[Records from a collection]

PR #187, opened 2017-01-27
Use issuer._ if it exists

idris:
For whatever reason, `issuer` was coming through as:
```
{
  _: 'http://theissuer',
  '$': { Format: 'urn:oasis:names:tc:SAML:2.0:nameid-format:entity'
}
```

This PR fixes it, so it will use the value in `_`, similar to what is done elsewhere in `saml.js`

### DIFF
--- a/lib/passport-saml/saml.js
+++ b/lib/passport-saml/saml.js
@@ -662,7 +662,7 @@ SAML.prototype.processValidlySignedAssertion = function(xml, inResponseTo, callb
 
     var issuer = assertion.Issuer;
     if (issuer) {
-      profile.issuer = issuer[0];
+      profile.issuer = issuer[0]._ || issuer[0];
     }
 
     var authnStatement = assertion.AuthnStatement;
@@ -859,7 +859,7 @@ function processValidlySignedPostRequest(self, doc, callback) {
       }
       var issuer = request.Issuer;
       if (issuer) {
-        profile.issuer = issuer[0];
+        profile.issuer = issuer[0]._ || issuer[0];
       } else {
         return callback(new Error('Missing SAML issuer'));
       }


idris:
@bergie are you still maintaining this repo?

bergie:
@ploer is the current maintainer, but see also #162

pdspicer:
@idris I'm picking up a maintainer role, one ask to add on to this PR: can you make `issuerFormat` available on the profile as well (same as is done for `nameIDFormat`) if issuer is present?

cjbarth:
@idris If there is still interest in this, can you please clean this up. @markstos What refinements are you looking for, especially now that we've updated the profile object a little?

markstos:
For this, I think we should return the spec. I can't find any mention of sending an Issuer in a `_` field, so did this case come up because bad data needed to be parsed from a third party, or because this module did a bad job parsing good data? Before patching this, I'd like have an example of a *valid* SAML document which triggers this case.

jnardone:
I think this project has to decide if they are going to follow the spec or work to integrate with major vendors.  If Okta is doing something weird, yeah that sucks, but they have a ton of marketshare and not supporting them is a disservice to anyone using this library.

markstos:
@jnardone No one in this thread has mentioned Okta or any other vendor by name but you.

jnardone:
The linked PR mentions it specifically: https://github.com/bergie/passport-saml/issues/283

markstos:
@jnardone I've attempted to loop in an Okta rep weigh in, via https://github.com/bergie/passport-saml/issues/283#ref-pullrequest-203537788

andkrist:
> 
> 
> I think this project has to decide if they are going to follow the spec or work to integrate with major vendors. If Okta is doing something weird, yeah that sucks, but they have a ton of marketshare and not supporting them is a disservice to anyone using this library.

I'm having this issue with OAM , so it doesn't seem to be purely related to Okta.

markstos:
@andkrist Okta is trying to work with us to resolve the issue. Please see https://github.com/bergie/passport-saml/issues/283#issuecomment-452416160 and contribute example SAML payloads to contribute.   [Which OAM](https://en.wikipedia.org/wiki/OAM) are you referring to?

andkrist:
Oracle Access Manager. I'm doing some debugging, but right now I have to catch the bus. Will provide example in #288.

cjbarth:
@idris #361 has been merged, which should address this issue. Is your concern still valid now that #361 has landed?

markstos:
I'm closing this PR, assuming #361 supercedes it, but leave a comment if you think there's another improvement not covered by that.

* * *

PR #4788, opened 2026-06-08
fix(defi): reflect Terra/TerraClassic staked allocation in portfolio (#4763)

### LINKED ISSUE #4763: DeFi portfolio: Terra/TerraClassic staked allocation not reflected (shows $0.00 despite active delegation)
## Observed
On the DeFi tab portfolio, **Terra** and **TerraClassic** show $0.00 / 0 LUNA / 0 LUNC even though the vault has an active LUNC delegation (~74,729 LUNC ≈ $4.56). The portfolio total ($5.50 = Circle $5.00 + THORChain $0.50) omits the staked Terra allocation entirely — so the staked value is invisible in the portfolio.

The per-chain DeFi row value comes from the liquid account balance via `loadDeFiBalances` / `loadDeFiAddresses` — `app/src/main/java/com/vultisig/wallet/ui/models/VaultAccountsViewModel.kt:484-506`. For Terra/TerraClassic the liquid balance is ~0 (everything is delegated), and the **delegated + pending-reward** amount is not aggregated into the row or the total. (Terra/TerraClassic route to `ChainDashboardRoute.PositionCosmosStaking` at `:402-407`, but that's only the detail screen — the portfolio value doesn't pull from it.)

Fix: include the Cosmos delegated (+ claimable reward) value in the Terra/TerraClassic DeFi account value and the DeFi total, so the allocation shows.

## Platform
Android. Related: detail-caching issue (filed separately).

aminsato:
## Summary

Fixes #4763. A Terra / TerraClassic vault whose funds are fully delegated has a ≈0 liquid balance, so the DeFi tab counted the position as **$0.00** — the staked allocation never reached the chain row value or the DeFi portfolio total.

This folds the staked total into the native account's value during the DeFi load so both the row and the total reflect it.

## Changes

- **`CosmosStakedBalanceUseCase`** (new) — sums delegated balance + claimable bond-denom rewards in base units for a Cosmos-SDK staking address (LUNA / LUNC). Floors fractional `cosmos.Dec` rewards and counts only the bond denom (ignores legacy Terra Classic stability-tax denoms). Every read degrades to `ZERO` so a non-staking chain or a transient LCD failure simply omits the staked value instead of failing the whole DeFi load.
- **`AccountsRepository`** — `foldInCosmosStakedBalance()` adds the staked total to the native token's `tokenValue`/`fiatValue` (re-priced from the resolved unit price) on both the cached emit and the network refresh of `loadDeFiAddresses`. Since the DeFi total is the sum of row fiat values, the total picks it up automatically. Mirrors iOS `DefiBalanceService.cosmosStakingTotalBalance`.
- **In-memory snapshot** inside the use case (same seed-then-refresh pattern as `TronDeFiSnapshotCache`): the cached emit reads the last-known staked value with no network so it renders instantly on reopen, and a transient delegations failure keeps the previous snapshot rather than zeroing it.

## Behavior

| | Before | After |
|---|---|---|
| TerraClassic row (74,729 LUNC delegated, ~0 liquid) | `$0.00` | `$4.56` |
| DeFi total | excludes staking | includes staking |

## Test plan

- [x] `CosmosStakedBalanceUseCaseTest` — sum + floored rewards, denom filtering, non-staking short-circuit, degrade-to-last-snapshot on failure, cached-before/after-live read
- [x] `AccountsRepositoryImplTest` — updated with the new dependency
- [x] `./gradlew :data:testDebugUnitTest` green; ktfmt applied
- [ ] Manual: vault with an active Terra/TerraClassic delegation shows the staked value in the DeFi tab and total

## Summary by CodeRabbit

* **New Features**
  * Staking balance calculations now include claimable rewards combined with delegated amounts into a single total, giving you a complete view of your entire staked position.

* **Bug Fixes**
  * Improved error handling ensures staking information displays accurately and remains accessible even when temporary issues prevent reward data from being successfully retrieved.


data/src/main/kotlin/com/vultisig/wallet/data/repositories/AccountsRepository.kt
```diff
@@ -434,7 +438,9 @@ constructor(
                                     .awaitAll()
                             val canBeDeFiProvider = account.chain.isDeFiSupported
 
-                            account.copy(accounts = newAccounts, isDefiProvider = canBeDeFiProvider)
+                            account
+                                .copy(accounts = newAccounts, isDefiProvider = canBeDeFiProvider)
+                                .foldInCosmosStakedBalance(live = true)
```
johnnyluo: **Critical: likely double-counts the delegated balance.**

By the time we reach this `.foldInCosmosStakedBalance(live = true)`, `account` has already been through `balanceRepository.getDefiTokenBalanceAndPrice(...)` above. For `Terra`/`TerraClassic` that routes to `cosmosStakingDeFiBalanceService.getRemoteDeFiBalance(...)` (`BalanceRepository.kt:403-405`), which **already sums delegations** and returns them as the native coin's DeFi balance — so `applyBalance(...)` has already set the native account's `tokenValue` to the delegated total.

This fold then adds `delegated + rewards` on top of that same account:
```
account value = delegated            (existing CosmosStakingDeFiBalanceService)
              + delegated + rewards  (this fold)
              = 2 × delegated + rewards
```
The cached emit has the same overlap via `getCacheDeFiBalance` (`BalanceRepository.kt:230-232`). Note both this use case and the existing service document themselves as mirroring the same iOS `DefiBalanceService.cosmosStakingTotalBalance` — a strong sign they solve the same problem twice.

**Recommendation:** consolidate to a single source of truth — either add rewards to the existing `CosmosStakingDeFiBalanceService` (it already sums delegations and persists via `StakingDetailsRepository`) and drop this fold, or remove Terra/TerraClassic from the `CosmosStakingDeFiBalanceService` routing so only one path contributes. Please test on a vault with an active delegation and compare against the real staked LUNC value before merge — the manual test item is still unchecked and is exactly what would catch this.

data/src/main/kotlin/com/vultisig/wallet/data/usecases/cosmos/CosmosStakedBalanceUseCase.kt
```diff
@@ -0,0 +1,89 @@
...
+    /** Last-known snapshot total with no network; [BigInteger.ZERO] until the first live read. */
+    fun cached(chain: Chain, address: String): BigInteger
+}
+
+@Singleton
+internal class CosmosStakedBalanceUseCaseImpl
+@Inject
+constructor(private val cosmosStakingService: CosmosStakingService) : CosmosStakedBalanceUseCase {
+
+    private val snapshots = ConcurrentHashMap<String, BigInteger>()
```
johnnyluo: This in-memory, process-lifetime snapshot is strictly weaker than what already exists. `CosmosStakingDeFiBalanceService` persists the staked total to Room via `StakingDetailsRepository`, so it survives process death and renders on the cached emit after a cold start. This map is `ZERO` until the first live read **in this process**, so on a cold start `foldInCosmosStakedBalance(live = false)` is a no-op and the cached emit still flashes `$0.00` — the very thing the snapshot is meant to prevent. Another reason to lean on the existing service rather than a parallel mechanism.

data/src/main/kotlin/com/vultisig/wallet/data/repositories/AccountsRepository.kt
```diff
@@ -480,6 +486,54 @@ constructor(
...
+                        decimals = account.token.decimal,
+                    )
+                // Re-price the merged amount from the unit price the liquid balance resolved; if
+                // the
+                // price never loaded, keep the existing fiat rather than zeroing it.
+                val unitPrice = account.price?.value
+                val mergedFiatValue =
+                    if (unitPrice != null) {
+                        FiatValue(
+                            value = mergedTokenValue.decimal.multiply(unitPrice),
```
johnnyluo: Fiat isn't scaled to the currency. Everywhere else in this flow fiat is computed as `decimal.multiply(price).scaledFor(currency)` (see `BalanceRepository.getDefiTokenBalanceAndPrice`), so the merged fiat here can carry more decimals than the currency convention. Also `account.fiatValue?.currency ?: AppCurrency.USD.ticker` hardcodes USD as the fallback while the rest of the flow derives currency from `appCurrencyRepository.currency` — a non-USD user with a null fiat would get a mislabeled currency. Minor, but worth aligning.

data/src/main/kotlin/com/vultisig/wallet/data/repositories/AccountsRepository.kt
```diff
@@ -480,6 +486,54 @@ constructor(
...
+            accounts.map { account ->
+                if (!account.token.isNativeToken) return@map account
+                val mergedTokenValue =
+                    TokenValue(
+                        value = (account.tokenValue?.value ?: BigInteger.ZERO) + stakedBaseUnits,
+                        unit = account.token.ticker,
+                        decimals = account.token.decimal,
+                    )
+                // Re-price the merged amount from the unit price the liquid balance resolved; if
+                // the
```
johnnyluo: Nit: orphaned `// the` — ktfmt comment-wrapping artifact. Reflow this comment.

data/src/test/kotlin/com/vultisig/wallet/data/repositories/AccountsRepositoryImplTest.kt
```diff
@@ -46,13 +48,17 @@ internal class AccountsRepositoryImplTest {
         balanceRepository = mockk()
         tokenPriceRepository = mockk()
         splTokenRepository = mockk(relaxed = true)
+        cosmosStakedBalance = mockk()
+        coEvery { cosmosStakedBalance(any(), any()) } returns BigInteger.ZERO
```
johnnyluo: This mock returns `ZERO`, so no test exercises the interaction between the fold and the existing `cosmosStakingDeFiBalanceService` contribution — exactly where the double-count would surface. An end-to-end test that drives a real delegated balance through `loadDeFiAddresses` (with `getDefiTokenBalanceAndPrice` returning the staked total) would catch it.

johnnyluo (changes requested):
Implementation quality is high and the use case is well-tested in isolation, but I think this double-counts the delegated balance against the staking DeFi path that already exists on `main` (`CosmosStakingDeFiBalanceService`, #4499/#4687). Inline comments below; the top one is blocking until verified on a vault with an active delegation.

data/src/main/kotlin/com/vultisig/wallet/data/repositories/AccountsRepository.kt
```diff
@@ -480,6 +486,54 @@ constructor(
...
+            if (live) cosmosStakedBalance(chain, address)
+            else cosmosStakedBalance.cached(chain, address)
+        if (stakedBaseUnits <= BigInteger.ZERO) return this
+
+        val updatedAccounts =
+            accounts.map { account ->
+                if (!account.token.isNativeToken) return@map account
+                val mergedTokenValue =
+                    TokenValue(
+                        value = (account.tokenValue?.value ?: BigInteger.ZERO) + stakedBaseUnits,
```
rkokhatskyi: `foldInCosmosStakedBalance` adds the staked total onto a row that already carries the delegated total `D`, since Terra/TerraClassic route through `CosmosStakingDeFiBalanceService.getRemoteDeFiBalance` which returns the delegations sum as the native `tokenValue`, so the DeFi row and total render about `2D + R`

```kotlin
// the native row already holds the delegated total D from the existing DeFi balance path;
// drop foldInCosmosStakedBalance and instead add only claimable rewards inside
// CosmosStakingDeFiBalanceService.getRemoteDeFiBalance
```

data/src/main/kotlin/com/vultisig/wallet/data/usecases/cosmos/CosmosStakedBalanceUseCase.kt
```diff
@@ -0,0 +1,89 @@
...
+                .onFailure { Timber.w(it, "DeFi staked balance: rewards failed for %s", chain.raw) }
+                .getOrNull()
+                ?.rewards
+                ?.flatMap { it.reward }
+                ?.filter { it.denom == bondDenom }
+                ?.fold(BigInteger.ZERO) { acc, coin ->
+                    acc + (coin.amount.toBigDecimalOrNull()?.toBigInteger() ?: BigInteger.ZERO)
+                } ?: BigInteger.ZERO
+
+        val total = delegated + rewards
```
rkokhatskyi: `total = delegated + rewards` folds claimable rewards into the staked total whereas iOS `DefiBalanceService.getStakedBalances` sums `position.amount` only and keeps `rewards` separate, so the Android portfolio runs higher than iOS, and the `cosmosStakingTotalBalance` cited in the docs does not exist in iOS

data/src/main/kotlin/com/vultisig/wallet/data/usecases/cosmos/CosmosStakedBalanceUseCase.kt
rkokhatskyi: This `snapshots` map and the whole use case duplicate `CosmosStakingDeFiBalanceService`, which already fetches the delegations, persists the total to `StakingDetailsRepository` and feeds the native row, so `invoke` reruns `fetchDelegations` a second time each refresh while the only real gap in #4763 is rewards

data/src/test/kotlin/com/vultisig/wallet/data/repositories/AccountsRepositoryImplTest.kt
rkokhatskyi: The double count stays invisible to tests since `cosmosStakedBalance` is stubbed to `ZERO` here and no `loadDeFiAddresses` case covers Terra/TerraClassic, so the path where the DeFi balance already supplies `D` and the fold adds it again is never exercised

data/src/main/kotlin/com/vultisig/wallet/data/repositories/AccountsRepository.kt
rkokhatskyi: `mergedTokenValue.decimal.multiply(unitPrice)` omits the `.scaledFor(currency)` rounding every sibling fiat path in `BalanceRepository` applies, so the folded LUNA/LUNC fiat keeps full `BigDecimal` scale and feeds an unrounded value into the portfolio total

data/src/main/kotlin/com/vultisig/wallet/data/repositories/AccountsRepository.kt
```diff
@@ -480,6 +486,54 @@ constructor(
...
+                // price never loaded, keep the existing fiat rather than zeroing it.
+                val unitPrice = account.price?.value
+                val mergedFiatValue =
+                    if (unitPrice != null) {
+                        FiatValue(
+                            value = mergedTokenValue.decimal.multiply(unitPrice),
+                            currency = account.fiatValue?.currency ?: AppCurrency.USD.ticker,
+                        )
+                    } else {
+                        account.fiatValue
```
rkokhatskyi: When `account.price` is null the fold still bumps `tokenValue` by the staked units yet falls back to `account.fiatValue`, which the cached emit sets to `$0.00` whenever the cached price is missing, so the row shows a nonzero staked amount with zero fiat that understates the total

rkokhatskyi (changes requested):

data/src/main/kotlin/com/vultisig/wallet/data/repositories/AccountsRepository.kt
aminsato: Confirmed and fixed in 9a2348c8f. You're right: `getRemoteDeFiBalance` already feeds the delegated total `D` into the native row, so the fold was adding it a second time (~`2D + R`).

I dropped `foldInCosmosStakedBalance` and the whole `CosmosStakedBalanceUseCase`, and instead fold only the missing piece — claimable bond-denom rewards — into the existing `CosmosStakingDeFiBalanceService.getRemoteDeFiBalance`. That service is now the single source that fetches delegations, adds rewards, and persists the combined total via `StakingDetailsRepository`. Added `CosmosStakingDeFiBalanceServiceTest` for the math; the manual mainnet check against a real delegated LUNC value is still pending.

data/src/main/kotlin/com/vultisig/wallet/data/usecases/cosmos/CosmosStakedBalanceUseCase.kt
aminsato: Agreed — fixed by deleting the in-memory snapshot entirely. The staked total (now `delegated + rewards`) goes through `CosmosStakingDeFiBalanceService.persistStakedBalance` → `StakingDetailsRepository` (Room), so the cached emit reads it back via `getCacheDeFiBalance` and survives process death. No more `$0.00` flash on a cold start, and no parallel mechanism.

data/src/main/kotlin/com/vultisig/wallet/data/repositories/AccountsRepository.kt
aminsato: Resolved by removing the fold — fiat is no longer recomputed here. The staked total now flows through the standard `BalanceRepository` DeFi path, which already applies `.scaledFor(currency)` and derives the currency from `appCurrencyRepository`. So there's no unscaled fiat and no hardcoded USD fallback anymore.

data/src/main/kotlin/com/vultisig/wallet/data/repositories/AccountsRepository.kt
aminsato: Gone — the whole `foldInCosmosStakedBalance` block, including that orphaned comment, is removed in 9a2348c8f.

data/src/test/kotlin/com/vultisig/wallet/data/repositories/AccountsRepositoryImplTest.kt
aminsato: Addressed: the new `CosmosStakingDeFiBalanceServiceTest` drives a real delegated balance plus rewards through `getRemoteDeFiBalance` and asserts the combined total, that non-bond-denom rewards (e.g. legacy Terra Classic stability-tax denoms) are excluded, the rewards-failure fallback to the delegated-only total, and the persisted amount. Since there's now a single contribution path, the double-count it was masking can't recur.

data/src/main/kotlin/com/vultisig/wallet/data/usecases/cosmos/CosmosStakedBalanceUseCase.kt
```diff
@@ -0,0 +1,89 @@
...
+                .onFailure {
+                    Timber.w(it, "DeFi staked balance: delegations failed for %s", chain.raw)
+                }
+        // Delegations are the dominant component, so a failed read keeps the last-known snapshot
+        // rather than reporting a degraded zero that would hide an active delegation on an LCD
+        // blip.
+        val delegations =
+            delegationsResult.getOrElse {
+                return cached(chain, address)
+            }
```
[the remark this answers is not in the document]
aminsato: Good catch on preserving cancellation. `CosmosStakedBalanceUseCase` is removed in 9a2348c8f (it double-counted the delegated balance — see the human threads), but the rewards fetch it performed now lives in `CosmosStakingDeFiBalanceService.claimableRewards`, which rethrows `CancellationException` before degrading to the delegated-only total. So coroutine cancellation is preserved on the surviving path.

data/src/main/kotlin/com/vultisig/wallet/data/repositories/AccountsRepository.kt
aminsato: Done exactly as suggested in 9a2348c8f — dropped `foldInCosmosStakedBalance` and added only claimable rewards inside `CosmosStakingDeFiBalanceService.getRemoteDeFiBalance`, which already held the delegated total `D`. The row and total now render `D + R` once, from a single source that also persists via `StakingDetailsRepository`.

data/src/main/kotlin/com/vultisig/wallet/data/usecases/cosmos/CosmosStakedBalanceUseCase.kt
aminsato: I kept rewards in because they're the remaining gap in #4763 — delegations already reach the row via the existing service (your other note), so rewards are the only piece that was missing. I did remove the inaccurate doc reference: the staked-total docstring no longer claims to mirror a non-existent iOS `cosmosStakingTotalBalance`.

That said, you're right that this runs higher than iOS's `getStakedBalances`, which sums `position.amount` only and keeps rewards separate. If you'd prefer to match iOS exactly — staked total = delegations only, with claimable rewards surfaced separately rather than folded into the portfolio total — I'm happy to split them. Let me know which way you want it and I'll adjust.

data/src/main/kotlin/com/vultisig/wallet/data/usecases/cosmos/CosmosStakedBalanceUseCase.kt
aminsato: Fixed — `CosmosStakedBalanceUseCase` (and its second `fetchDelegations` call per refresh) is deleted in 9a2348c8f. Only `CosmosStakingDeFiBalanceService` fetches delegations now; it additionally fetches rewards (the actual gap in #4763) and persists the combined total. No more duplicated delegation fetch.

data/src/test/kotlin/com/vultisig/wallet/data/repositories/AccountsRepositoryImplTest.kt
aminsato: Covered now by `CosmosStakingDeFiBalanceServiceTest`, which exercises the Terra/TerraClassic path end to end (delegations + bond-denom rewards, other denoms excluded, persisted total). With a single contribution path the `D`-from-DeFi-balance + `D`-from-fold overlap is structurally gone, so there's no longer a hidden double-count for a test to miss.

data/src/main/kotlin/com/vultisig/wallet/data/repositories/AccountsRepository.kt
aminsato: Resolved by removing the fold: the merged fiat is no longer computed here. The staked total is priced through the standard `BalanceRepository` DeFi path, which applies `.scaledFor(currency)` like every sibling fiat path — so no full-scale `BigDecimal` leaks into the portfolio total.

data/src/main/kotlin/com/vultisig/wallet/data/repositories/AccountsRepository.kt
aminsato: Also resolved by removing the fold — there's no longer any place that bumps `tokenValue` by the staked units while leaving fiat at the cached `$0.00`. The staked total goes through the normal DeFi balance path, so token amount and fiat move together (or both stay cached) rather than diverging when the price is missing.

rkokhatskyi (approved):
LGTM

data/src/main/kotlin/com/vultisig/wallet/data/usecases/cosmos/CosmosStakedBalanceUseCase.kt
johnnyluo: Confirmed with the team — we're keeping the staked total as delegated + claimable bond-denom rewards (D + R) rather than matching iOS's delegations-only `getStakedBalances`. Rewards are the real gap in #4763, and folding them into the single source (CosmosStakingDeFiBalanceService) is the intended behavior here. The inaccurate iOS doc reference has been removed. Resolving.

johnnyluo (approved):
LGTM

# TASK OBJECTIVE:
What are the lines above, starting at the one with "understates the total" and ending at the one with "is still pending."? Give them again exactly, and only them.

# OUTPUT OF THE TASK:
rkokhatskyi: When `account.price` is null the fold still bumps `tokenValue` by the staked units yet falls back to `account.fiatValue`, which the cached emit sets to `$0.00` whenever the cached price is missing, so the row shows a nonzero staked amount with zero fiat that understates the total

rkokhatskyi (changes requested):

data/src/main/kotlin/com/vultisig/wallet/data/repositories/AccountsRepository.kt
aminsato: Confirmed and fixed in 9a2348c8f. You're right: `getRemoteDeFiBalance` already feeds the delegated total `D` into the native row, so the fold was adding it a second time (~`2D + R`).

I dropped `foldInCosmosStakedBalance` and the whole `CosmosStakedBalanceUseCase`, and instead fold only the missing piece — claimable bond-denom rewards — into the existing `CosmosStakingDeFiBalanceService.getRemoteDeFiBalance`. That service is now the single source that fetches delegations, adds rewards, and persists the combined total via `StakingDetailsRepository`. Added `CosmosStakingDeFiBalanceServiceTest` for the math; the manual mainnet check against a real delegated LUNC value is still pending.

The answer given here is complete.